[BPI-R4] Zyxel PMG3000-D20B SFP module not detected

Bring this threat back to life. I suspect lots of pon or xgspon sfp modules are going to suffer from the same exact issue. Not keen to physically bridge the mosfet. Any software based hacks/patches/boot parameters?

Quote" Ok, I have managed to make this module at least work. The issue from my observation: It has a really long boot-up sequence, and only AFTER that sequence, it pulls the MOD_DEF0 pin low.

The problem: While that pin is not pulled low, the circuit of the BPI-R4 board itself does not turn on the power supply for the SFP module. There’s a mosfet that prevents it."

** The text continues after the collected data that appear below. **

PR #196, opened 2026-07-31
fix(routing): correct the pin/retry guidance, scope anti-retry to the data axis, and make the invariants enforceable

25eliu:
Two changes, no file overlap between them. #199 was rebase-merged into this branch, so it lands as one PR.

> **Note on this PR's history.** #196 originally carried `fix(available_data): only pin a metric node that passed the confidence test`, stacked on #191's branch. That landed in main with #191 (`8b361cb`), so rebasing onto main dropped every commit as already-applied — git skipped them and the tree came out byte-identical to main. Nothing lost. Base retargeted from `feat/available-data-pair-routing` to `main`.

---

# 1. `fix(guidance)`: the anti-retry rule was banning the wrong thing

"Do not rephrase and retry" was measured on **data** queries, where rewording almost never flips a miss into a hit and every attempt is priced. It was then written as advice about the whole call — so it misfired on every question the graph was never going to answer.

Reported case: a dev-docs question. `tako_search` returns web results and zero cards, and the guidance says *"the data graph does not cover this — do NOT re-search with rephrasings."* For a docs or reference lookup, re-searching per provider is exactly how the question gets answered. A competing web-search MCP wins those with 5-6 targeted calls each; our own response payload told the model to stop after one. **We were suppressing the winning strategy in our own guidance.**

Two independent retry axes, and the guidance only knew about one:

| axis | rephrasing works? | basis |
|---|---|---|
| data card | no, and each attempt is priced | measured; the loop does not converge |
| web query | **yes**, and fanning out beats one broad query | the whole basis of per-provider web research |

The ban is now scoped to what it was measured on, and the carve-out is **explicit** rather than left for the model to infer.

- **zero cards WITH web results** — the verdict names the DATA GRAPH, then `REFINE_WEB_FREELY` follows: refine freely, prefer several narrow queries (one per entity, provider or site) over one broad one, with `sources:["web"]`. Narrowing there is evidence-backed, not a guess: web hits plus zero cards has just *demonstrated* the graph does not hold this, the precondition `sources`' own description sets.
- **web-only search, nothing back** — previously *"do NOT retry this query or rephrasings of it"*. There is no data verdict on this path (the data source was never queried) and the query is the **only** lever, so that banned the single available recovery. Now: refine, narrow per entity/provider/site, stop once a couple of genuinely different framings come back empty.
- **data searched, nothing at all** — keeps the data recovery protocol, but the ban now says what it is about ("hoping a data card appears") and carves out one narrower attempt on the web axis.

`tako_answer` gets the same carve-out as `DECOMPOSE_WEB_ASK`, shared from `_search_results.ts` for the reason `PINNED_RETRY` is: two tools whose recovery advice disagrees teach the model that one of them is wrong. Answer's move is **decomposition** rather than refinement — it synthesizes one answer per call, so a multi-entity web question returns one blended answer, and asking once per entity is not a retry but the shape the tool answers best. Stated as guidance rather than internal fan-out: splitting server-side multiplies a priced call the caller never asked for, and the model is the only party that knows which entities the question covers.

**Second misfire, same function.** The no-web-results verdict was built from `hasWebResults` alone, so a deliberate `sources: ["data"]` ask — where the web was never queried — was told *"and no web results"* and then to treat the metric as absent. Two sources' worth of verdict from one source's evidence. It now takes `searchedWebToo` and names the cheap next step (re-ask with both sources, same price).

Deliberately **not** mirrored into the three bundled skills: they are data-domain skills (equity research, macro, site traffic) whose questions are metric lookups by construction, so the data-axis recipe is the whole story there. Recorded in the comment so the absence does not read as drift.

---

# 2. `test(mcp)`: four invariants this repo relied on but could not enforce

From the #191 review's open list. Each guard was verified by reverting the fix it covers and watching it fail; a guard that cannot fail is not a guard.

### `structuredContent` is validated against the schema we actually PUBLISH

`workers/src/mcp.conformance.test.ts` (new).

The `sources_glossary` bug survived three server versions because every test here validates against the zod schemas **as authored**. The advertised shapes are `z.looseObject`, so `safeParse` accepts undeclared keys and the suite stays green — but `registerTool` takes a `ZodRawShape` and the SDK republishes it **strict**, so what a client validates against says `additionalProperties: false`. Loose in process, strict on the wire. A spec-compliant client discarded the entire result, text block included, on ~1 in 5 calls, all already billed.

This reads the JSON Schema off a real `tools/list` and validates with `CfWorkerJsonSchemaValidator`, the validator the SDK client itself uses. Three layers: the `additionalProperties: false` precondition; a sweep over all 12 tools; realistic search/answer/available_data payloads validated end to end. Reverting the happy-path narrowing fails 4 of its 8 tests.

**Its first draft was hollow, worth recording.** Synthetic `null` values failed every tool's required-key parse and diverted each to the degradation path, which narrows too, so it passed with the fix removed. It now builds schema-valid dummies from the published types and **fails if any tool diverts**.

### The last-resort branch emits instead of omitting

Omitting `structuredContent` was justified as the cheaper violation. It is not: the official TS SDK throws for a **missing** `structuredContent` as readily as for a non-conforming one, so a strict client loses the whole result either way, while a **permissive** client gets partial data from the narrowed object and nothing from omission. Emitting dominates. Still unreachable by construction — every tool is `satisfies ToolModule<…, z.infer<typeof outputSchema>>`, so TypeScript already requires the advertised required keys.

### The pin-form guard now covers the docs files

`_pin_form.test.ts` walks in-process objects, so it cannot see a docs file — which is where the broken form survived a sweep whose commit message claimed "every surface". `assertPinFormInDocs` applies the **same** rules, imported from the new `_pin_form_rules.ts` instead of hand-copied, inside `registry:check` (already gating `workers-ci` and `workers-deploy`).

**It found a third stale copy on its first run**: `llms-full.txt:38` read "the card's `nodes` ids pinned", which no grep for `node_ids pinned` could match. Fixed.

Two rule weaknesses surfaced while unit-testing it, both real:
- the strict rule accepted the bare token `strict`, so a sentence advising the broken pin *and* explaining that "omitting strict" fails passed it. Now requires an affirmative `strict: true`.
- the detector's `node[_ ]?ids?` stem could not match the broken form's **own** phrasing ("the card's `nodes` ids"), so the plural rule could never fire on it. Stem broadened to `nodes?`, and the plural rule now applies document-wide, mirroring the vitest guard.

Parameter-definition lines are exempt (`strict`'s own entry legitimately says "default false"), and the strict rule is opt-in per file: README mentions pinning as a *precondition* for narrowing `sources`, which no regex separates from an instruction.

### 20 tests in `scripts/` had never run

`vitest.config.ts` includes only `src/**/*.test.ts` and `vitest.widget.config.ts` only `test/widget/**`, so `scripts/gen-registry.test.ts` and `scripts/gen-schemas.test.ts` matched no project. They looked alive because `scripts/tsconfig.json` typechecks them. Run them: 19 pass, 1 fails — `assertChatgptSubmissionParity`'s fixture uses a synthetic `tako_x` and predates the anonymous-surface assertion the function later grew. Stale fixture, not a product bug; it now uses every anonymous-discoverable name, so adding one there without declaring it fails rather than passing vacuously.

Needed regardless: without it, the pin-form guard's unit tests would have been dead on arrival too.

---

## What this does NOT do

- **No internal per-entity fan-out in web-mode `tako_answer`** (the other option in the report). It multiplies a priced call without the caller asking; the guidance tells the model to decompose instead. Revisit with measurements if traces show models ignoring it.
- **No machine-readable retry-axis signal.** `guidance` stays prose. A structured `retry_ok: {data: false, web: true}` would be stronger for programmatic clients but widens the advertised schema.
- **No live-response conformance check.** This validates what `structuredContentFor` builds, not what staging returns. `npm run smoke` validates live through the official SDK client, but only probabilistically — it catches a glossary violation just when a glossary happens to appear.
- **`llms-full.txt` is guarded for pin form and tool/param coverage only**; the prose between them is still hand-maintained.

---

# 3. `fix(available_data)` + `fix(guidance)`: a pinned zero is not proof of absence

Cherry-picked from a local branch (`fix/pin-guidance-and-positioning`, never pushed) plus the reconciliation it needed. Both driven by matched-arm runs against staging, driven by hand and **not checked in** — the per-handle table in `buildPairSummary` is the record, and KE-812 is the root cause. (An earlier draft of this description sourced them to `workers/scripts/evals/available-data/FINDINGS.md`, and three code comments told the reader to run `npm run eval:pin`; neither exists in this repo. Corrected in `2ad20b0`.)

**The zero-card advice was false.** Every emitted handle shipped under *"if it returns 0 cards, Tako has no card for this pair — that is the definitive answer, do not rephrase and retry."* `npm run eval:pin` (20 handles, 3 repeats, the only variable being whether the resolved node is pinned) found **11 of 20 retrieve FEWER cards pinned than unpinned**. `strict` is a hard filter and the graph holds near-duplicate metric nodes where only one twin carries cards (KE-812):

```
"Carnival Corporation passenger cruise days"  pinned [0,0,0]  unpinned [3,3,3]
"Apple Inc. P/E ratio"                        pinned [0,0,0]  unpinned [3,3,3]
"United States CPI"                           pinned [0,0,0]  unpinned [3,3,3]
"NVIDIA Corporation gross margin" (control)   pinned [2,1,2]  unpinned [2,1,1]
```

Recovered cards were verified **by title** as the requested metric, not a lookalike. The guidance now prescribes the retry that works — the same query with `node_ids` removed — and stays bounded: one specific retry, no rephrase-and-vary loop.

This also **overturns a claim in #191's description**: operational KPIs like passenger cruise days were said to have no cards. They do. That conclusion came from pinned lookups returning zero, so the "coverage ceiling" was partly self-inflicted.

**The description overclaimed the pin and understated the names.** `npm run eval:worth` separated the tool's three offers (15 cases, 3 repeats, all on tako_answer so nothing measures tool choice): the pinned handle is net negative, the `found` verdict is unreliable (~26% of handles retrieve nothing; at least one false negative), and the canonical **names** help 9 / hurt 2 / no change 4. `AWS revenue` goes 0 cards → 3 once resolved to `Amazon Web Services, Inc.` + `Revenues`; pinning then destroys them. The description now leads with coverage, says plainly it is NOT a required first step, and keeps only the measured pre-call benefit.

**The reconciliation (`dc905ff`), which the cherry-pick needed to be correct.** `PINNED_RETRY` is the shared recipe interpolated into tako_search's zero-result guidance and tako_answer's data-gap guidance, and it told the model to ADD a pin to recover. With the cherry-pick alone, `tako_available_data` said unpin while search and answer said pin — the exact drift that shared constant exists to prevent, one level up.

The two measurements do not disagree: 2026-07-29 asked *how* to pin so the pin bites; `eval:pin` asks *whether* biting helps. But the advice built on the first was wrong alone — it made a pinned zero read as proof of absence. `PINNED_RETRY` now carries both halves, with a test asserting the unpin hatch is present and "definitive" is gone, so they cannot separate again.

---

# 4. `refactor(instructions)`: cut per-tool mechanics from the server-level surface

**Undocumented in the first version of this description — added after review.** It ships a model-facing change on every request to every host, so it should not have been invisible here.

The scope rule for `instructions`, now stated as a rule: cross-tool workflow and when-to-choose-this-server knowledge only. Anything about how to call ONE tool belongs in that tool's description.

- **Cut, on measurement:** the pin-form paragraph. It was the THIRD copy — tool descriptions carry it, and so does every `next_call` a result hands back — and the A/B says the system-level copy does nothing: pinning on 12% of runs with it, 11% without. Pinning happens when a tool result hands over a ready-to-run call, not when the system prompt lectures about parameters.
- **Cut, on judgement — the one bet here with no measurement behind it:** the closing hedge *"Use a built-in web search when the query is clearly outside Tako's coverage, or Tako returned nothing relevant."* Each tool's zero-result `guidance` now says when to pivot off Tako, at the moment it applies and with the result in hand. The tension is recorded in the code comment: the domain claim is now **unhedged**, and the original worry was that over-broad claims erode trust in the whole surface. If misrouting on questions Tako cannot serve shows up, this is the first thing to restore.
- **Kept, with reasons written down** so a future trim does not read them as filler: the DOMAIN LIST (the only discovery trigger Tako has on a multi-server host — a tool description cannot do that job, since reading one means Tako was already chosen), and "pick one, don't chain them", the only line here with a measured behavioural effect, now pinned verbatim.

The test that asserted the pin form at server level is **inverted**, not deleted: it asserts absence, because per-tool mechanics drift back into this string precisely because it reads as the authoritative place for them.

11 paragraph slots to 9; ~1,528 to ~1,273 chars (17%), on every request.

---

# 5. `fix(available_data)`: an alias must account for the whole query

`confidentMatch` let an alias vouch when `alias ⊆ query`. Right for an abbreviation, where the alias IS the query; wrong for a two-token query, where a broad node vouches by covering the GENERIC half and ignoring the distinctive one. Measured on staging, that shipped wrong pins — `metric="total assets"` → `Total Odds`, a **sports-betting** metric, which returned a card 2 of 5 times when pinned. A wrong card carrying a citation is worse than no card. The rule is now token EQUALITY on the alias path, which keeps every abbreviation it existed for (`ROA`, `capex`, `FCF` all have alias == query). `P/E ratio` is a deliberate, documented loss.

---

# 6. `fix(review)`: the four surfaces this PR left contradicting itself

From review of the combined branch. Each was a place two surfaces of the *same* change disagreed — the failure mode the shared constants and guards here exist to prevent.

- **`llms-full.txt` still shipped both corrected claims.** Line 88 said "0 cards there is the definitive answer"; line 80 opened "The recommended first step for a data lookup". Every other surface had moved. The new docs guard walked past both — it checks pin FORM, not the zero-card verdict, and a regex over prose cannot own a semantic claim like that.
- **The pin-form guard passed on the form it exists to catch.** `registry:check` accepted *"with that card's `nodes` ids pinned"*. Two narrownesses stacked: the determiner was hardcoded to "the" (and the canonical strings say "pin THAT card's…", so "that" is the determiner a reword drifts into), and `ADVISES_PINNING` could not span the backtick in "`nodes` ids". Correcting the record: broadening the stem `node` → `nodes?` was credited with fixing this and did not — the separator breaks the match, not the `s`. Three probes are now pinned as tests.
- **The two tools disagreed on the both-empty path.** `tako_answer` allowed one narrower web attempt; `tako_search` ended flatly at "stop calling Tako". Now `NARROWER_WEB_ATTEMPT`, shared, and interpolated only where the web was actually searched.
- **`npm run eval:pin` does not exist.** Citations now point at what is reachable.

It cannot be circumvented by software. The logic is implemented via circuit, the software sees the module for a split second, and then it vanishes to never come back. The BPI-R3 had no such circuicy, and any other bit of SFP hardware I tested doesn’t either. The module only does not work in the stock BPI-R4. And given the circuit diagram for the R4 has a place for a brige in place of the mosfet drawn into the diagram, I highly assume this was at least to some degree accounted for. There are no ill effects to replacing the mosfet with a bridge. Other than the status LED being permanently lit.

Sorry for such a silly question: Once I remove the MOSFET and solder as shown, might there be issues with other SFP(+) modules?

I highly doubt it. The BPI-R4 is the first device I have ever seen that employs such an odd setup. The R3 for example simply does not have any such setup, and just permanently powers the modules. As does every Switch or Media-Converter I could get my hands on (meaning, the GPON module booted up fine in them).

1 Like

I’ve tried today…

… unfortunately, no luck.

All that’s changed is that I now get sfp sfp1/2: module removed when I plug the module in.

Any idea where I messed up? (OS is OpenWrt, kernel 6.6.72)

The LED does now shine perma-bright (it was only dimly lit before):

I’ll have a 2.5G ethernet SFP module in 2w or so, then I can at least test if the ports themselves still work.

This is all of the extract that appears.